--- INPUT DATA Enclosed Below ---

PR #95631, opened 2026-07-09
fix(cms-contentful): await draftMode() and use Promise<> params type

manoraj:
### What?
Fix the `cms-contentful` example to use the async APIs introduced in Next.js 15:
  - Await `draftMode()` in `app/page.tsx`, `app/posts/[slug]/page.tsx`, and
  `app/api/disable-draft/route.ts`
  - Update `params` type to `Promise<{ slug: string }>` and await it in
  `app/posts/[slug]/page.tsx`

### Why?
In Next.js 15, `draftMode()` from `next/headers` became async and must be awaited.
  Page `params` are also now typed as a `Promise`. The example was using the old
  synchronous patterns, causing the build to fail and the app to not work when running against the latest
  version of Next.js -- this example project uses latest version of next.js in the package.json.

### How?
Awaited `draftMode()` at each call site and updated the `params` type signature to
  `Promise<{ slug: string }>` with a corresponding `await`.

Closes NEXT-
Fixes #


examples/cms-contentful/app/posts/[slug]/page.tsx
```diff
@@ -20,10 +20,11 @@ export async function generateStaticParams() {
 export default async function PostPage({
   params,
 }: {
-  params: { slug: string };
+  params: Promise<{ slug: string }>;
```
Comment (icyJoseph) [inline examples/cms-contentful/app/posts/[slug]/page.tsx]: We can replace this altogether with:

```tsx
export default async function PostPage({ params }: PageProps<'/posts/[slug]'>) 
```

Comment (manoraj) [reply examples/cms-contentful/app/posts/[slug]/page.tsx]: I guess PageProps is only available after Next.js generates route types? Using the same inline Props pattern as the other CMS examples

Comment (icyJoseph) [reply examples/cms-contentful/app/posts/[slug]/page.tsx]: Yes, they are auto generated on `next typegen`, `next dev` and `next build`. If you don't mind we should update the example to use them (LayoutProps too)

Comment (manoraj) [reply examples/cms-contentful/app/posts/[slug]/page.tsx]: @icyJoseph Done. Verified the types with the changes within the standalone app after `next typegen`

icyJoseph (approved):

--- End of Enclosed INPUT DATA ---
--- INPUT DATA Enclosed Below ---

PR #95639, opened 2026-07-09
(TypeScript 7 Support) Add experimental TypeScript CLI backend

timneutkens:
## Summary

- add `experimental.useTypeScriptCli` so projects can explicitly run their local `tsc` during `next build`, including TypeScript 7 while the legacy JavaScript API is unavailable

--- End of Enclosed INPUT DATA ---
--- INPUT DATA Enclosed Below ---

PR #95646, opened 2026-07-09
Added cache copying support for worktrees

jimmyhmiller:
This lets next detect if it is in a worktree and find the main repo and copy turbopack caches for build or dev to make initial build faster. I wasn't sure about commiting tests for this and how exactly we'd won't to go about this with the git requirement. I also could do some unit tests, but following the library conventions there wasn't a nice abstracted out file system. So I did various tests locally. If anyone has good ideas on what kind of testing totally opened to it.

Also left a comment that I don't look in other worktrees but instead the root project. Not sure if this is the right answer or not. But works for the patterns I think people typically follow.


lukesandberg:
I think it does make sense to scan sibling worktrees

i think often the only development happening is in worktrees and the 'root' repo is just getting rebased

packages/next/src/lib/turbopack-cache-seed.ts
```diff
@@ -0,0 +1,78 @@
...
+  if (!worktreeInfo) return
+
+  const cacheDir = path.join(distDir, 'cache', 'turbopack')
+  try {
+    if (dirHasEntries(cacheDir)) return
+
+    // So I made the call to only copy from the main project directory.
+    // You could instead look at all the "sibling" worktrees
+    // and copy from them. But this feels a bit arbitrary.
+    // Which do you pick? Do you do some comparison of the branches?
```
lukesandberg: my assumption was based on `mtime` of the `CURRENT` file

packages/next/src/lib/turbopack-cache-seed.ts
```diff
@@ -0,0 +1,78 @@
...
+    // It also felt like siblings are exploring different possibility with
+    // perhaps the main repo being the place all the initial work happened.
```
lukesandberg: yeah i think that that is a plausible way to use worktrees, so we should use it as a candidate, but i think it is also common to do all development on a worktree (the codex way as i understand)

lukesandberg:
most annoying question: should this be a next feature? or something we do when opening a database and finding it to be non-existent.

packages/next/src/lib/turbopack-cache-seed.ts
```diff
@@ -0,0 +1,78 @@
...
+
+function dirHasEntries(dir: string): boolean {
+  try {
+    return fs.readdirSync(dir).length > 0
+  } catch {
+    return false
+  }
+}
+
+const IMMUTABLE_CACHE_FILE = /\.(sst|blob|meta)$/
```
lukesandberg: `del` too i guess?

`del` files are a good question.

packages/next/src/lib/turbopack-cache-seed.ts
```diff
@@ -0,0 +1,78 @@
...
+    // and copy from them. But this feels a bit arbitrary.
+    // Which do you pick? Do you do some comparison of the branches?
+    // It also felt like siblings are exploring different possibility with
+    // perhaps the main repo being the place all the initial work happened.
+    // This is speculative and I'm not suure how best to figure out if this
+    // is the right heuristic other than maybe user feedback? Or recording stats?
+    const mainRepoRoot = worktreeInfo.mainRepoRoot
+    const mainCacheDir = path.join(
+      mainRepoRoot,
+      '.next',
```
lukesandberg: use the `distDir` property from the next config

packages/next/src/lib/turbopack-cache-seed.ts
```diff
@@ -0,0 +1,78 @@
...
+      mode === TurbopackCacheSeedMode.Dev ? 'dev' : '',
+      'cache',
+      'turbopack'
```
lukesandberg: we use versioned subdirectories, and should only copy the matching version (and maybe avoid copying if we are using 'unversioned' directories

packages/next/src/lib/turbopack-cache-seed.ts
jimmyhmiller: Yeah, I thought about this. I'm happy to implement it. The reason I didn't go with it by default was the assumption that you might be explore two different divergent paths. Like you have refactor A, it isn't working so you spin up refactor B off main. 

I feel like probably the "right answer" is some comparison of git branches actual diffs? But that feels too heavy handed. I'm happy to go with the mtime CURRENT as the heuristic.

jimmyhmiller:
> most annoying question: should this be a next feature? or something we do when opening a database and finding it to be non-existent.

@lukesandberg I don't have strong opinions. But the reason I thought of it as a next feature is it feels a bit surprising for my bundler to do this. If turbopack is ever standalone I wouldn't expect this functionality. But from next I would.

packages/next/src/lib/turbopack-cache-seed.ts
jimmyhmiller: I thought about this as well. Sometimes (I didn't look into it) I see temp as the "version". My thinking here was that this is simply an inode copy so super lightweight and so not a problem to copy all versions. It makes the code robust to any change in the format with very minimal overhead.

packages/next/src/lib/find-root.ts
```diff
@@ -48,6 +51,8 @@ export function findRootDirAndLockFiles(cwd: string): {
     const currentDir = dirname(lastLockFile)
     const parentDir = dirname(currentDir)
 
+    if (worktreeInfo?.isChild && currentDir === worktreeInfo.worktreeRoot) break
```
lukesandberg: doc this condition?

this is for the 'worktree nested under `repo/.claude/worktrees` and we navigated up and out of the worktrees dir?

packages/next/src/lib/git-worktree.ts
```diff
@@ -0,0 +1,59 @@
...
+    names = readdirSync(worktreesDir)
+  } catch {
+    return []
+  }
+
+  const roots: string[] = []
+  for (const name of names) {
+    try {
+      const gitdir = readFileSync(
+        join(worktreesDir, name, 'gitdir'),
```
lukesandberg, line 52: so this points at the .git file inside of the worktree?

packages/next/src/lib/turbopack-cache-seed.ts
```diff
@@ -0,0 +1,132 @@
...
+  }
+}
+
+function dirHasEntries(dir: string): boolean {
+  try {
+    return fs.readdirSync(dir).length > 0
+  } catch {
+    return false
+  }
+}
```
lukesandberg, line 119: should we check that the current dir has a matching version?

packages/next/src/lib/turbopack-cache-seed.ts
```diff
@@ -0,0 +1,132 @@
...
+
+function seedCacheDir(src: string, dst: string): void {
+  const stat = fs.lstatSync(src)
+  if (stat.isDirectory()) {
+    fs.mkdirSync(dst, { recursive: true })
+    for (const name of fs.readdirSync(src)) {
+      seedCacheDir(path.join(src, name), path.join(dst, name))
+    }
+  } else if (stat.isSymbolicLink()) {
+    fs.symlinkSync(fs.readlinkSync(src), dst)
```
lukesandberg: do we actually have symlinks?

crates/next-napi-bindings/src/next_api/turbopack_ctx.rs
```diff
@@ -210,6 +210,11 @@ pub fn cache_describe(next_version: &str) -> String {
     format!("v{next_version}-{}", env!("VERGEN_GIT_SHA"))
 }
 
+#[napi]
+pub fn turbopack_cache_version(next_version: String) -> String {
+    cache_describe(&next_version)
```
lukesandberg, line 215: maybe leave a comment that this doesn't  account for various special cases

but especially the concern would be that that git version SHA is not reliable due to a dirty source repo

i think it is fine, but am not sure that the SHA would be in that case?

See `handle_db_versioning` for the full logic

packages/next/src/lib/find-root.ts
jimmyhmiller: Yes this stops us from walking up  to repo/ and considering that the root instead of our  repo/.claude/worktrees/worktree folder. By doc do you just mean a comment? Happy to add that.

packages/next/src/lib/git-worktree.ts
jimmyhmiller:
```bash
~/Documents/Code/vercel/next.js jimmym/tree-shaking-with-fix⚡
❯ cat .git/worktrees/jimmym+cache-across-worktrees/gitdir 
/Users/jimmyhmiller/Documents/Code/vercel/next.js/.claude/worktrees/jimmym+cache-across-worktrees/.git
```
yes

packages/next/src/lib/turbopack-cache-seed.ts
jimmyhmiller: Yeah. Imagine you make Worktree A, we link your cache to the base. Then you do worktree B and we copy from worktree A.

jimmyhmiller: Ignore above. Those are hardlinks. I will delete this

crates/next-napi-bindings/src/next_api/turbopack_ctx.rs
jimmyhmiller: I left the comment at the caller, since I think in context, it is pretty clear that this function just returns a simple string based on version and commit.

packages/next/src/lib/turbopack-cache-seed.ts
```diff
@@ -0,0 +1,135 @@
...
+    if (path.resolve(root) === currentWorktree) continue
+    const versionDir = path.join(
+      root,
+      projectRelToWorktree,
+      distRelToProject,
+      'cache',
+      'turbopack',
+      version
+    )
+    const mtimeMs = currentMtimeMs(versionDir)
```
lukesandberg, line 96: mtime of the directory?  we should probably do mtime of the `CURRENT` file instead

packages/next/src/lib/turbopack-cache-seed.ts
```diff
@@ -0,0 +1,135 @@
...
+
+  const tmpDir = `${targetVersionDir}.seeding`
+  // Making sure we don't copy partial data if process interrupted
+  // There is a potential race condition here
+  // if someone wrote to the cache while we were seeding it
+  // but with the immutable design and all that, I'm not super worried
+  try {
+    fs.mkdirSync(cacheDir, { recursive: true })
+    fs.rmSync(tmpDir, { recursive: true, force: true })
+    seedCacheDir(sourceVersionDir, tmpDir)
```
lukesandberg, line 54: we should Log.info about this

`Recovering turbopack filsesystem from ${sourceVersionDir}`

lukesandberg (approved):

--- End of Enclosed INPUT DATA ---

### PROBLEM REQUIREMENTS:
Show me all lines in the records that contain "true".

### ANSWER AREA:
+    fs.mkdirSync(dst, { recursive: true })
+    fs.mkdirSync(cacheDir, { recursive: true })
+    fs.rmSync(tmpDir, { recursive: true, force: true })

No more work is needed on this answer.